■ TASK REQUIREMENTS: The data below calls for an exact copy.

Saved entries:
────────────────────

PR #212, opened 2024-11-18
Localize common characters (attempt 2)

dlockhart:
I had to quickly revert the [first version](https://github.com/BrightspaceUI/intl/pull/208) of this as it broke a bunch of core unit tests. The reason for that is that the changes caused components wired up to use a `static` collection of resources (i.e. no `importFunc`) to stop working.

I'll add comments to call out the changes I made to work around this.


lib/localize.js
```diff
@@ -129,12 +158,25 @@ export const getLocalizeClass = (superclass = class {}) => class LocalizeClass e
 			const possibleLanguages = this._generatePossibleLanguages(config);
```
dlockhart, line 158: Change 1: these lines were previously wrapped around an `if (config.importFunc) {` but components that define their own static resources by manually implementing `getLocalizeResources` were then not getting their resources filled in.

lib/localize.js
```diff
@@ -129,12 +158,25 @@ export const getLocalizeClass = (superclass = class {}) => class LocalizeClass e
...
+					}
+				}));
+			}
 		}
 		return Promise.all(resourcesLoadedPromises);
 	}
 
 	static async _getLocalizeResources(langs, { importFunc, osloCollection, useBrowserLangs }) {
 
+		if (importFunc === undefined) return;
```
dlockhart, line 178: Change 2: the default implementation of `getLocalizeResources` just calls this, but `importFunc` can now be `undefined`. So we short-circuit and return `undefined`, but that's going to cause change 3 below...

lib/localize.js
```diff
@@ -177,6 +219,13 @@ export const getLocalizeClass = (superclass = class {}) => class LocalizeClass e
 
 		const allResources = {};
 		const resolvedLocales = new Set();
+
+		localizeResources.forEach((entry, index) => {
```
dlockhart, line 223: Change 3: because of change 2, some of these resources can be `undefined` -- so we filter them out.

dbatiste (approved):

lib/localize.js
bearfriend: No idea about the efficiency but could this be a filter or reduce instead?

bearfriend: Like the `flat` above could probably just be a reduce that does both.

bearfriend (approved):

────────────────────

■ REPLY:
PR #212, opened 2024-11-18
Localize common characters (attempt 2)

dlockhart:
I had to quickly revert the [first version](https://github.com/BrightspaceUI/intl/pull/208) of this as it broke a bunch of core unit tests. The reason for that is that the changes caused components wired up to use a `static` collection of resources (i.e. no `importFunc`) to stop working.

I'll add comments to call out the changes I made to work around this.


lib/localize.js
```diff
@@ -129,12 +158,25 @@ export const getLocalizeClass = (superclass = class {}) => class LocalizeClass e
 			const possibleLanguages = this._generatePossibleLanguages(config);
```
dlockhart, line 158: Change 1: these lines were previously wrapped around an `if (config.importFunc) {` but components that define their own static resources by manually implementing `getLocalizeResources` were then not getting their resources filled in.

lib/localize.js
```diff
@@ -129,12 +158,25 @@ export const getLocalizeClass = (superclass = class {}) => class LocalizeClass e
...
+					}
+				}));
+			}
 		}
 		return Promise.all(resourcesLoadedPromises);
 	}
 
 	static async _getLocalizeResources(langs, { importFunc, osloCollection, useBrowserLangs }) {
 
+		if (importFunc === undefined) return;
```
dlockhart, line 178: Change 2: the default implementation of `getLocalizeResources` just calls this, but `importFunc` can now be `undefined`. So we short-circuit and return `undefined`, but that's going to cause change 3 below...

lib/localize.js
```diff
@@ -177,6 +219,13 @@ export const getLocalizeClass = (superclass = class {}) => class LocalizeClass e
 
 		const allResources = {};
 		const resolvedLocales = new Set();
+
+		localizeResources.forEach((entry, index) => {
```
dlockhart, line 223: Change 3: because of change 2, some of these resources can be `undefined` -- so we filter them out.

dbatiste (approved):

lib/localize.js
bearfriend: No idea about the efficiency but could this be a filter or reduce instead?

bearfriend: Like the `flat` above could probably just be a reduce that does both.

bearfriend (approved):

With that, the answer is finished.